▶ _Task to carry out_
Copy each line in the data that includes the word "returned".

Stored dataset items
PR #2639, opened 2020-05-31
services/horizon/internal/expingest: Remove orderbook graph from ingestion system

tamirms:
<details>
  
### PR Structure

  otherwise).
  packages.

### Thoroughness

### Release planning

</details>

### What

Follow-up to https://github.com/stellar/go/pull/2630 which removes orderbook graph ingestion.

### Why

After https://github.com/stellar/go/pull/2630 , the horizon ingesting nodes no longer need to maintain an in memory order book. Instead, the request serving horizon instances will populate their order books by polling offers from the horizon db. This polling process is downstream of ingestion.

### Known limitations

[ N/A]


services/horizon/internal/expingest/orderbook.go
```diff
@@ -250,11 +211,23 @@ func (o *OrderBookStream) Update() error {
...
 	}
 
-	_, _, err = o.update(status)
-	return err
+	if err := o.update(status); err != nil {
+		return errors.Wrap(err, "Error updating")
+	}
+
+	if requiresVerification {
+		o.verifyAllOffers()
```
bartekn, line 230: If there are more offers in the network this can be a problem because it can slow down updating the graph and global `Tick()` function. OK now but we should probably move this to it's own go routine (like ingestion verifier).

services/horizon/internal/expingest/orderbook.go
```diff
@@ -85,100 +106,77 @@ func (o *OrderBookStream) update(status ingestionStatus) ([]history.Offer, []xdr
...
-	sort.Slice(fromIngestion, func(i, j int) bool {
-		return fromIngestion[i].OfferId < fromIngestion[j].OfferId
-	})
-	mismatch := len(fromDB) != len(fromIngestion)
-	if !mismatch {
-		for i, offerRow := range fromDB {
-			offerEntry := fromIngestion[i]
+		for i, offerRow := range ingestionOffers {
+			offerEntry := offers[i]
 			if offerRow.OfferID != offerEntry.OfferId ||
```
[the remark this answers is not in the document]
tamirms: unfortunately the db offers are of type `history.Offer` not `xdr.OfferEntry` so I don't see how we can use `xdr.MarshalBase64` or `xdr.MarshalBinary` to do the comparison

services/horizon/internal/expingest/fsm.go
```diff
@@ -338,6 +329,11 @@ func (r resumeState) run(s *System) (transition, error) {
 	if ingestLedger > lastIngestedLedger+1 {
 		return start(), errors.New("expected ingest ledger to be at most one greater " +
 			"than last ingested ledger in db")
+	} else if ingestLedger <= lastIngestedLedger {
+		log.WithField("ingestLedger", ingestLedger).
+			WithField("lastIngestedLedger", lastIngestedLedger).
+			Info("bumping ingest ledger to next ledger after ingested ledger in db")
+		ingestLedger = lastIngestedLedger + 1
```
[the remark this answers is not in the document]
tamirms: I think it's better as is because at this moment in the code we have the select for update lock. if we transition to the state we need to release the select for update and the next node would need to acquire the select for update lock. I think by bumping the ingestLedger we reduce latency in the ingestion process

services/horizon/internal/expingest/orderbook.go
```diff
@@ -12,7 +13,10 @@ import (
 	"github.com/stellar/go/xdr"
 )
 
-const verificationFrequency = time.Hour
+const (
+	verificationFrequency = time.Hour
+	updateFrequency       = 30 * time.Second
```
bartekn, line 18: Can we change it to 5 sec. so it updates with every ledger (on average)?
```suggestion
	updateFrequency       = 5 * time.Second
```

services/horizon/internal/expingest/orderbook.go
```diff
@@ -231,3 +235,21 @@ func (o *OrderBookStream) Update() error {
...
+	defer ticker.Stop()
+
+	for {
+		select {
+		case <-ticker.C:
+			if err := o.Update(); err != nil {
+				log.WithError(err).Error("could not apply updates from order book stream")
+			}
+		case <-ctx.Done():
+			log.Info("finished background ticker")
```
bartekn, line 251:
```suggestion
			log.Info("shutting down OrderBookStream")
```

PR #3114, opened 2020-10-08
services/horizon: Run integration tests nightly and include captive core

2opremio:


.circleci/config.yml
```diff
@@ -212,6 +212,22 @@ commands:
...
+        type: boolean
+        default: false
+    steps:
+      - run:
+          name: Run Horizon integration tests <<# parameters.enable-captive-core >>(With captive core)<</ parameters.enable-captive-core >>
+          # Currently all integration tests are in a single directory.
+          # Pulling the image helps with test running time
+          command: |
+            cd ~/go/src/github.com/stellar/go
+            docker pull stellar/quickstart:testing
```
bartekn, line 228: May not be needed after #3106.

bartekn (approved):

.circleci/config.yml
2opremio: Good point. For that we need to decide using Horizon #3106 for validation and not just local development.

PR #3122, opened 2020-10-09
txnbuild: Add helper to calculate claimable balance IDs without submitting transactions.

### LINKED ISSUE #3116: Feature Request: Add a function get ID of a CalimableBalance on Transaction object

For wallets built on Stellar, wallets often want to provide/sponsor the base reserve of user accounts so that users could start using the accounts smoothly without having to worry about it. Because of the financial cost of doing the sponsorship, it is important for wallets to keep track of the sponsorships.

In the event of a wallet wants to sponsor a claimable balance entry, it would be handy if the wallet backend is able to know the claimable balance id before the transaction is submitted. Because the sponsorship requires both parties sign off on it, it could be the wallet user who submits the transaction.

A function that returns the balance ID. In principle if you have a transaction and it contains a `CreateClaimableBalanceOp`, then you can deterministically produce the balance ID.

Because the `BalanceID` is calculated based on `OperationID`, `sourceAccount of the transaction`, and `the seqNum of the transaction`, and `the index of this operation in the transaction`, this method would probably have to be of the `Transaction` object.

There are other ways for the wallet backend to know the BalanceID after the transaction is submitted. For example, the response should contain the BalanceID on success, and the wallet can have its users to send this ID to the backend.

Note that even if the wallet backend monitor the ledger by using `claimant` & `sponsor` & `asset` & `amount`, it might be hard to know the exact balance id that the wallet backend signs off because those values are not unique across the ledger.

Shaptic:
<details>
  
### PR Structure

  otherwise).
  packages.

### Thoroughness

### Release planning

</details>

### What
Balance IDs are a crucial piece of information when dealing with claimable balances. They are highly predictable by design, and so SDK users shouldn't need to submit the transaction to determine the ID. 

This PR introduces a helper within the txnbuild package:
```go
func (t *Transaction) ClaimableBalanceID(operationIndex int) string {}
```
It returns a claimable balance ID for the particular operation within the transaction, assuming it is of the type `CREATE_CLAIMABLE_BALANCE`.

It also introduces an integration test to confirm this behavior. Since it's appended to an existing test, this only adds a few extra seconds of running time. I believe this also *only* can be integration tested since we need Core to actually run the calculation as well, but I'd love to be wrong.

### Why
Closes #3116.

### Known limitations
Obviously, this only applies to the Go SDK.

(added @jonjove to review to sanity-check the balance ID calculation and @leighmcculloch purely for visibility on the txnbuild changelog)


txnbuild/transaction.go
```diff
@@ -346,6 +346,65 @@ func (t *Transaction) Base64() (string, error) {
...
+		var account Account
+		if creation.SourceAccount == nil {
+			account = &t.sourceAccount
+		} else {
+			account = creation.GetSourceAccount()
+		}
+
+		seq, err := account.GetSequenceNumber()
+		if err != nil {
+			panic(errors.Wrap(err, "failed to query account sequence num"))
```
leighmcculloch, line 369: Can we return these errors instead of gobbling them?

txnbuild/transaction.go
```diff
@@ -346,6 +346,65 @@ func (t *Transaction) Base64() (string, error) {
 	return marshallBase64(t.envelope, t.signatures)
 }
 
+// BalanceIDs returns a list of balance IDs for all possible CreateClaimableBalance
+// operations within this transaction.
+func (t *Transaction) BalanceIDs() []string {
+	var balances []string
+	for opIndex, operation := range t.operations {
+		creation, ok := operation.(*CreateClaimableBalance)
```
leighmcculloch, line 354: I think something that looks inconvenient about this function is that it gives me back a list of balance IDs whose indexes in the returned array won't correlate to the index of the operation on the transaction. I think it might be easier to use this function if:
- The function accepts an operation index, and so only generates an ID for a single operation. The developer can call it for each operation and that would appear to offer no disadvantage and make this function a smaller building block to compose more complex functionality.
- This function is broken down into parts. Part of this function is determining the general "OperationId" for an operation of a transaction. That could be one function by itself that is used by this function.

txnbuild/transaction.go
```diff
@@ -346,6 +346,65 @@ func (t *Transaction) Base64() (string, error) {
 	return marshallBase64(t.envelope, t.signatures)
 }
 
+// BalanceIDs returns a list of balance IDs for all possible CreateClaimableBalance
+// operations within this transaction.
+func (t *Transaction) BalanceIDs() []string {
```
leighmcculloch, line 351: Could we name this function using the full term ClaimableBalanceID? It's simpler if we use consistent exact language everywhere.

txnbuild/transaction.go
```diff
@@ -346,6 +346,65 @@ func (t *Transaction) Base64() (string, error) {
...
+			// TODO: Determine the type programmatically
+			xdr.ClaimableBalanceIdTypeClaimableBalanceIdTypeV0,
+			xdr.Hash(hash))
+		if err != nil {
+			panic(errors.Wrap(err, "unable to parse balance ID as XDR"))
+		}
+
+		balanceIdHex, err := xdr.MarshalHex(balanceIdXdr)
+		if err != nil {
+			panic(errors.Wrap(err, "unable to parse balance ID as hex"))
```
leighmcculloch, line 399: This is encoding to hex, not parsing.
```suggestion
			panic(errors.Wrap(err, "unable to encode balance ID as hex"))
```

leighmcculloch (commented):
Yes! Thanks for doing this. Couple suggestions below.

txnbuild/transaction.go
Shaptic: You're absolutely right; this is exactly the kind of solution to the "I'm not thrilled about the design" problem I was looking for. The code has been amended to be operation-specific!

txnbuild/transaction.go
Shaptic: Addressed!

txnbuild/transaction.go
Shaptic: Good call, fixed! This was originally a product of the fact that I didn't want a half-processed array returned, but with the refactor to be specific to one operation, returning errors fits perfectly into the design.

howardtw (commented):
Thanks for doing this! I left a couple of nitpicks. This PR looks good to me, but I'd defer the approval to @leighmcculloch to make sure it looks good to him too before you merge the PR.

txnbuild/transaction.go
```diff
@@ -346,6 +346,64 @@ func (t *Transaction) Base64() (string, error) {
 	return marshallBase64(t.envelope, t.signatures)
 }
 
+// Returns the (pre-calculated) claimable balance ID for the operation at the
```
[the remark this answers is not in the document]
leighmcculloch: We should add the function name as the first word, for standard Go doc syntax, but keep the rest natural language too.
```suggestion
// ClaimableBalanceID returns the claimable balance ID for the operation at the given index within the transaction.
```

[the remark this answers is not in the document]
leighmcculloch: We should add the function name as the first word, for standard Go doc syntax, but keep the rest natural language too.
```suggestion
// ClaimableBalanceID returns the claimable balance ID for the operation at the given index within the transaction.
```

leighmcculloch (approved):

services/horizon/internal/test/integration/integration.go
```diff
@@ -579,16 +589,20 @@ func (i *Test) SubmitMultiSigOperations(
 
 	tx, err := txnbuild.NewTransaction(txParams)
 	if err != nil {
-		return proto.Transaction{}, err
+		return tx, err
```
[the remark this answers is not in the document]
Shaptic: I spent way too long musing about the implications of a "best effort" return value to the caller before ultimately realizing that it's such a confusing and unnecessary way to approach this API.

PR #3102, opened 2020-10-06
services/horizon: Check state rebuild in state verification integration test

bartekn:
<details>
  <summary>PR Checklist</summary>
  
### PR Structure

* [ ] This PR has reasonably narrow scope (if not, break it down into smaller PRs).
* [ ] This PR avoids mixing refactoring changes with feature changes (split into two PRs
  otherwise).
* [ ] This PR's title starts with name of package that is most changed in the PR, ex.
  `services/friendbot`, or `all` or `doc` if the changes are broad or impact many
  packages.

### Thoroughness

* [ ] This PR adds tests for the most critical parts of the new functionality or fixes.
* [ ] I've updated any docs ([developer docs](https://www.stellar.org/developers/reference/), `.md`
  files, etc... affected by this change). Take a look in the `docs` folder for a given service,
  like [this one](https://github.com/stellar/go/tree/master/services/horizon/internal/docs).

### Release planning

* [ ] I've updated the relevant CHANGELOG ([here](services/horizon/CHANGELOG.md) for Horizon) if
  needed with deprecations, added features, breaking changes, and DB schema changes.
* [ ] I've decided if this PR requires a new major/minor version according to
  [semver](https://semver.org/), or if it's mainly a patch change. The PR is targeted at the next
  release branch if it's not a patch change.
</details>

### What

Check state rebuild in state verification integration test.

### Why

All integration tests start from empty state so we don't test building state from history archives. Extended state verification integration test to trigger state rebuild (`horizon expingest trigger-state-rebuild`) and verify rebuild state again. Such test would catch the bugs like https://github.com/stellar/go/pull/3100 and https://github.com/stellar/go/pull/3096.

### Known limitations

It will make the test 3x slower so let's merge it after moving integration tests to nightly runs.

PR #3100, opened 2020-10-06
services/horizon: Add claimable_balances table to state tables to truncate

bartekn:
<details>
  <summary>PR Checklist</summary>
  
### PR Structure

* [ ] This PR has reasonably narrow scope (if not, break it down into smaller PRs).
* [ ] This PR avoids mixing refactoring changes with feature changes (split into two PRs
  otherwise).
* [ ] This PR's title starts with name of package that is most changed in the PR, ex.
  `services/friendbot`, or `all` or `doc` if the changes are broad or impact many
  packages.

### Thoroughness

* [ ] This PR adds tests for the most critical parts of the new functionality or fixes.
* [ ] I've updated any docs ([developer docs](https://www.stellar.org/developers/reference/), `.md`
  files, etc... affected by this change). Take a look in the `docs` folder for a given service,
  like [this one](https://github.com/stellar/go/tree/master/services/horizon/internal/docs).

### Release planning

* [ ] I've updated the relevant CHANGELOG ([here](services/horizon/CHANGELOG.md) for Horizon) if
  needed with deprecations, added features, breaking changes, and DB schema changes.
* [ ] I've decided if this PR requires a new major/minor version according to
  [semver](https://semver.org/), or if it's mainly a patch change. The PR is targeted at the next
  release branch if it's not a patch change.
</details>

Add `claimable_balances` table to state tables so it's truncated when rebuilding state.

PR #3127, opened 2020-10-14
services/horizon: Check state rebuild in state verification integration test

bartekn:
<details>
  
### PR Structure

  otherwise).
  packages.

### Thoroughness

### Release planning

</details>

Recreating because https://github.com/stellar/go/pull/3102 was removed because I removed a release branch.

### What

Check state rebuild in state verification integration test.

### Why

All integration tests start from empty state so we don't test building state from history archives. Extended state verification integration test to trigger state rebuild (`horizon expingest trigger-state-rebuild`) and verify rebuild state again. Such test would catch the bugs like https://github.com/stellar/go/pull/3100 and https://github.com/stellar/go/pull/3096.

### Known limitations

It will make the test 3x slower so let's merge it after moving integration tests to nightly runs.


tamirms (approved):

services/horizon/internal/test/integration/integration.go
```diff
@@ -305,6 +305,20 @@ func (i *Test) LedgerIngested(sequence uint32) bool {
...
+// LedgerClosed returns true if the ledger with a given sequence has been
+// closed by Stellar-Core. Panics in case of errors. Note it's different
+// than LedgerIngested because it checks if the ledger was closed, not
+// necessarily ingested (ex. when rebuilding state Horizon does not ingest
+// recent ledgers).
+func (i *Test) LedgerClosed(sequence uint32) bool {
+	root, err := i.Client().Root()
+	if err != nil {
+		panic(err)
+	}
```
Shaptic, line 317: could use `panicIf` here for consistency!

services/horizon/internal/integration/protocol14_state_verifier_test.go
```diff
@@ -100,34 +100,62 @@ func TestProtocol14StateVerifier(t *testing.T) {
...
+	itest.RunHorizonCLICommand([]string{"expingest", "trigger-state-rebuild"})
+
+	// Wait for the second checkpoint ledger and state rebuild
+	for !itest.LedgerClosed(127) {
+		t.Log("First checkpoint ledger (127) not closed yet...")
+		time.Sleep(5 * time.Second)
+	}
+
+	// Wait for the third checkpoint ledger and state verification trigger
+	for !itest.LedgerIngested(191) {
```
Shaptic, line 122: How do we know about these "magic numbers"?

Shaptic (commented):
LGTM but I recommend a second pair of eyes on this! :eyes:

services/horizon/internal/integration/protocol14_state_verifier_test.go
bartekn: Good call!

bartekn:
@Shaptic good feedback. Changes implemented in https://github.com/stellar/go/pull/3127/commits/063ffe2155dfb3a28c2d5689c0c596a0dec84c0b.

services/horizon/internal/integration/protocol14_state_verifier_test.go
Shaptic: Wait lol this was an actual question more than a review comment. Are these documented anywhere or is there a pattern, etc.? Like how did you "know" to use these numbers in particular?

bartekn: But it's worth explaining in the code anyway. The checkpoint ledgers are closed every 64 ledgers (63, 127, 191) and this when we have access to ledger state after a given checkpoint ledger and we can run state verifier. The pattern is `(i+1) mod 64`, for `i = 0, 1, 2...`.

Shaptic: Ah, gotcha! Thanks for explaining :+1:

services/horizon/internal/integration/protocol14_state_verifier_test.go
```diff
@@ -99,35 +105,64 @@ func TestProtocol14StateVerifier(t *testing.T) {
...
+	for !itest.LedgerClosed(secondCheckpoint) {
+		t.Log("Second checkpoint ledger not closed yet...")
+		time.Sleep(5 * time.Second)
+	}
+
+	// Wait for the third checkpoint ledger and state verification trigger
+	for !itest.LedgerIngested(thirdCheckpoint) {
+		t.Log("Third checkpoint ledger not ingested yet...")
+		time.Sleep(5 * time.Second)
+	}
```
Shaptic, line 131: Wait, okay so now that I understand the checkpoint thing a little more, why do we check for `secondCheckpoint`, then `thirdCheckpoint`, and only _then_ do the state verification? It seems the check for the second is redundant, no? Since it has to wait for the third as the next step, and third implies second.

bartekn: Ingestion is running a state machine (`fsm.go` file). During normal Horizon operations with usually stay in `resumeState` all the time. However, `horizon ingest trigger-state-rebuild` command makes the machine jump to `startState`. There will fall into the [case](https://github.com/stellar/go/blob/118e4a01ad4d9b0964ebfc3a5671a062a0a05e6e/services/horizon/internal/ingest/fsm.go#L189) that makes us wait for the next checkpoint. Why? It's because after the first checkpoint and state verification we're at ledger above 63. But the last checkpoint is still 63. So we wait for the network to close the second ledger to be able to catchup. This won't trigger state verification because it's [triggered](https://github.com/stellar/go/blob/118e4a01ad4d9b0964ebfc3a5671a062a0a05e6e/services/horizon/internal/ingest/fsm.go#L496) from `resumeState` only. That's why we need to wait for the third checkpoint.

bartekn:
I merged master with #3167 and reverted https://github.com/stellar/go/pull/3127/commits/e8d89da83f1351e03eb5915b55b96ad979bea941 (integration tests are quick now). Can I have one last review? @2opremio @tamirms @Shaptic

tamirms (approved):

▶ _Written reply_
leighmcculloch, line 354: I think something that looks inconvenient about this function is that it gives me back a list of balance IDs whose indexes in the returned array won't correlate to the index of the operation on the transaction. I think it might be easier to use this function if:
Shaptic: Good call, fixed! This was originally a product of the fact that I didn't want a half-processed array returned, but with the refactor to be specific to one operation, returning errors fits perfectly into the design.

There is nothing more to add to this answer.